- Problem description -
Scan the entries below, and for each line that includes the word "forgot", make a copy.

*** Block opens ***

PR #100, opened 2019-02-03
Fix canonical and read_symlink for junction points

Flamefire:
Resolving junction points in read_symlink and canonical is wrong making it unusable: It silently returns the wrong results.

Issues identified:
- read_symlink does not handle junction points and reads the wrong struct
- canonical tries to resolve the root_name as a symlink. On windows this could be `C:` and refers to the current working directory on C. Hence depending if the current dir is a symlink canonical resolves the root_name to the current dir which is wrong

Supersedes #45

- [x] Includes #142

### DIFF
--- a/src/operations.cpp
+++ b/src/operations.cpp
@@ -792,6 +792,12 @@ path canonical(const path& p, const path& base, system::error_code* ec)
 
       result /= *itr;
 
+      // If we don't have an absolute path yet then don't check symlink status.
+      // This avoids checking "C:" which is "the current directory on drive C"
+      // and hence not what we want to check/resolve here.
+      if(!result.is_absolute())
+          continue;
+
       bool is_sym (is_symlink(detail::symlink_status(result, ec)));
       if (ec && *ec)
         return path();
--- a/src/operations.cpp
+++ b/src/operations.cpp
@@ -1546,12 +1546,30 @@ path read_symlink(const path& p, system::error_code* ec)
   if (!error(::DeviceIoControl(h.handle, FSCTL_GET_REPARSE_POINT,
         0, 0, info.buf, sizeof(info), &sz, 0) == 0 ? BOOST_ERRNO : 0, p, ec,
         "boost::filesystem::read_symlink" ))
+  {
+    const wchar_t* buffer;
+    size_t offset, len;
+    if (info.rdb.ReparseTag == IO_REPARSE_TAG_MOUNT_POINT)
+    {
+      buffer = info.rdb.MountPointReparseBuffer.PathBuffer;
+      offset = info.rdb.MountPointReparseBuffer.PrintNameOffset;
+      len = info.rdb.MountPointReparseBuffer.PrintNameLength;
+    } else if (info.rdb.ReparseTag == IO_REPARSE_TAG_SYMLINK)
+    {
+      buffer = info.rdb.SymbolicLinkReparseBuffer.PathBuffer;
+      offset = info.rdb.SymbolicLinkReparseBuffer.PrintNameOffset;
+      len = info.rdb.SymbolicLinkReparseBuffer.PrintNameLength;
+      // Note: iff info.rdb.SymbolicLinkReparseBuffer.Flags & SYMLINK_FLAG_RELATIVE
+      //       -> resulting path is relative to the source
+    } else
+    {
+      error(BOOST_ERROR_NOT_SUPPORTED, p, ec, "boost::filesystem::read_symlink");
+      return symlink_path;
+    }
     symlink_path.assign(
-      static_cast<wchar_t*>(info.rdb.SymbolicLinkReparseBuffer.PathBuffer)
-      + info.rdb.SymbolicLinkReparseBuffer.PrintNameOffset/sizeof(wchar_t),
-      static_cast<wchar_t*>(info.rdb.SymbolicLinkReparseBuffer.PathBuffer)
-      + info.rdb.SymbolicLinkReparseBuffer.PrintNameOffset/sizeof(wchar_t)
-      + info.rdb.SymbolicLinkReparseBuffer.PrintNameLength/sizeof(wchar_t));
+      buffer + offset / sizeof(wchar_t),
+      buffer + (offset + len) / sizeof(wchar_t));
+  }
 # endif
   return symlink_path;
 }
--- a/src/operations.cpp
+++ b/src/operations.cpp
@@ -1569,7 +1569,7 @@ path read_symlink(const path& p, system::error_code* ec)
       //       -> resulting path is relative to the source
     } else
     {
-      error(BOOST_ERROR_NOT_SUPPORTED, p, ec, "boost::filesystem::read_symlink");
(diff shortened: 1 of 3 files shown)


Flamefire:
Test was verified to trigger the bug: https://ci.appveyor.com/project/pdimov/filesystem/builds/22102228/job/0k3ueppx1l562jm5

Flamefire:
There is a test failure remaining on MinGW resulting from a to low or missing define for `_WIN32_WINNT`. What shall be done about this? IMO it should be defined to the value for WinXP at the least if it is not defined and error if it is defined to low. Even WinXP is out-of-support so it can be dropped especially for new boost versions.

Lastique:
Boost doesn't drop Windows versions, it's Windows SDKs that may drop some Windows versions. Legacy MinGW is pretty conservative, it appears to have stopped evolving before it had any reasonable support for NT6 APIs, so XP is a good choice for that target. With regard to Boost.Filesystem, I'm not sure there is any NT6 API used in the library, so it may make sense to target XP on any Windows SDK.

stima:
@Flamefire I added tests for my pull request https://github.com/boostorg/filesystem/pull/102.

mloskot:
Is this PR related to issues and patches submitted here? 
https://svn.boost.org/trac10/ticket/10900

Flamefire:
@mloskot It seems it adresses the same issue. Can't really compare the patches though. If this change is wanted, I can rebase

GitEvgen:
How do I find out if this has been released and in which version?
Somewhat related to this issue: https://stackoverflow.com/questions/44393241/boostfilesystemrelative-cannot-access-the-file-because-it-is-being-used-by#

Flamefire:
@mloskot @pdimov Requesting review of this PR. Rebased to current develop after the latest changes (indentation and such) caused major conflicts.

Not sure why it has been pending for so long given that on Windows a wrong struct is read which could be a security vulnerability. But also forgot about this before the 1.73 release

Flamefire:
@mloskot Thanks, that's a good idea. Wasn't that familiar with B2 back then. And syntax of it is hard too, needed a colon, not comma ;-)

Flamefire:
Also fixed a failed conflict resolution. Should be good now. Let's see what CI says. I'm no expert of this either but I'm confident in the changes. Especially as it now doesn't blindly reinterpret_cast a pointer but checks the "enum" first and fails for unknown values.

mloskot:
> needed a colon, not comma ;-)

Right, I forgot the `,` is a conjunction e.g. `<target-os>windows,<toolset>gcc:<build>no`

Flamefire:
@mloskot @Lastique Finally fixed the remaining issues with the test. Factored out some stuff into #142 to keep this PR focused on the bugfix however this is rebased on #142 so that should be merged first.

src/operations.cpp
```diff
@@ -1546,12 +1552,30 @@ path read_symlink(const path& p, system::error_code* ec)
   if (!error(::DeviceIoControl(h.handle, FSCTL_GET_REPARSE_POINT,
         0, 0, info.buf, sizeof(info), &sz, 0) == 0 ? BOOST_ERRNO : 0, p, ec,
         "boost::filesystem::read_symlink" ))
+  {
+    const wchar_t* buffer;
+    size_t offset, len;
```
Lastique, line 1557: `std::size_t`

src/operations.cpp
```diff
@@ -792,6 +792,12 @@ path canonical(const path& p, const path& base, system::error_code* ec)
 
       result /= *itr;
 
+      // If we don't have an absolute path yet then don't check symlink status.
+      // This avoids checking "C:" which is "the current directory on drive C"
+      // and hence not what we want to check/resolve here.
+      if(!result.is_absolute())
```
Lastique, line 798: (nitpick) Add space after `if`.

src/operations.cpp
```diff
@@ -1546,12 +1552,30 @@ path read_symlink(const path& p, system::error_code* ec)
...
         "boost::filesystem::read_symlink" ))
+  {
+    const wchar_t* buffer;
+    size_t offset, len;
+    if (info.rdb.ReparseTag == IO_REPARSE_TAG_MOUNT_POINT)
+    {
+      buffer = info.rdb.MountPointReparseBuffer.PathBuffer;
+      offset = info.rdb.MountPointReparseBuffer.PrintNameOffset;
+      len = info.rdb.MountPointReparseBuffer.PrintNameLength;
+    } else if (info.rdb.ReparseTag == IO_REPARSE_TAG_SYMLINK)
```
Lastique, line 1563: (nitpick) Add newline before `else`. Ditto in the following code.

Or even better, convert to a `switch`/`case` block.

test/issues/99_canonical_with_junction_point.cpp
```diff
@@ -0,0 +1,61 @@
+
```
Lastique, line 1: License header missing.

Also, please add a short description of what this test is testing.

test/issues/99_canonical_with_junction_point.cpp
```diff
@@ -0,0 +1,61 @@
...
+  ~TmpDir()
+  {
+    boost::system::error_code ec;
+    fs::remove_all(path, ec);
+  }
+};
+
+int main()
+{
+  if(std::system("mklink /?") != 0)
```
Lastique, line 26: (nitpick) Add a space after `if`.

src/operations.cpp
Flamefire: Good point! 👍

test/issues/99_canonical_with_junction_point.cpp
```diff
@@ -0,0 +1,70 @@
...
+    boost::system::error_code ec;
+    fs::remove_all(path, ec);
+  }
+};
+
+// Test fs::canonical for various path in a Windows directory junction point
+// This failed before due to broken handling of absolute paths and ignored ReparseTag
+int main()
+{
+  if (std::system("mklink /?") != 0)
```
Lastique, line 35: This check doesn't work on Windows 8.1. `mklink` exists, it prints help, and then the test decides it doesn't exist and exits.

Lastique: I don't know why `std::system` returns 1, but it does. It also returns 1 if the file doesn't exist. I think `std::system` result is not indicative and not trustworthy, we need to find another way. Possibly, from the Jamfile.

GitEvgen: Maybe try running it and check if the link got created. Only skip if it wasn't. 
Also the test should include `mklink /D ...` The failures were different with that type of link. And there could be differences whether it's an absolute or relative link to absolute or relative path.

Lastique: I've already implemented a different check in the Jamfile.

Lastique: Another problem with this test is that it doesn't remove the temporary directory it creates. `remove_all` fails at removing "<temp_dir>/real/sub" with error 32 (directory used by another process).

PR #103, opened 2019-02-07
Replacing static_casts with numeric_casts for narrowing.

KevinHopps:


Lastique:
I don't think this is correct, at least not everywhere. There are places where an exception must not be thrown (when `error_code` is used to report errors).

Also, I'm not fond of introducing a dependency on Boost.NumericConversion in Boost.Filesystem. If we are going to check for overflows, I'd like it to be done locally.

KevinHopps:
@Lastique, I agree. Exceptions should not be thrown from a function that reports errors through an error code.

PR #107, opened 2019-04-02
operations_test: Enable locale query on MinGW/Cygwin

Kojoley:
The `GetUserDefaultUILanguage` is available for a quite long time already (about 19 years for Cygwin, and 7-12 years for MinGW).

Fixes test fails on non-EN system locales. More info on the symmetrical PR for System https://github.com/boostorg/system/pull/40


Lastique:
Thanks.

PR #418, opened 2023-05-03
Adjust string value extraction in ASCIIValue

stloyd:
<h2>Change Log</h2>
<div id="change-log">
  <h4>Added</h4>
  <ul id="added">
    
  </ul> 
  <h4>Fixed</h4>  
  <ul id="fixed">
    
  </ul>
  <h4>Changed</h4>
  <ul id="changed">
    <li>Adjust string value extraction in ASCIIValue to match PHP docs</li>
  </ul>  
  <h4>Removed</h4>
  <ul id="removed">
    
  </ul>
  <h4>Deprecated</h4>
  <ul id="deprecated">
    
  </ul>  
  <h4>Security</h4> 
  <ul id="security">
    
  </ul>     
</div>
<hr/>

<h2>Description</h2>

According to [PHP docs about `gettype()`](https://www.php.net/manual/en/function.gettype.php#refsect1-function.gettype-returnvalues), it will never return a `false` value, but it will be `double` instead.

### DIFF
--- a/src/core/etl/src/Flow/ETL/Formatter/ASCII/ASCIIValue.php
+++ b/src/core/etl/src/Flow/ETL/Formatter/ASCII/ASCIIValue.php
@@ -107,7 +107,6 @@ final class ASCIIValue
                 $this->stringValue = match (\gettype($val)) {
                     'string' => $val,
                     'boolean' => ($val) ? 'true' : 'false',
-                    /** @phpstan-ignore-next-line */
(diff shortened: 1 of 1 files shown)


stloyd:
In future, it may be useful to consider using [`get_debug_type()`](https://www.php.net/manual/en/function.get-debug-type.php) instead of `gettype()`.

*** Block closes ***

- Task output -
Not sure why it has been pending for so long given that on Windows a wrong struct is read which could be a security vulnerability. But also forgot about this before the 1.73 release
Right, I forgot the `,` is a conjunction e.g. `<target-os>windows,<toolset>gcc:<build>no`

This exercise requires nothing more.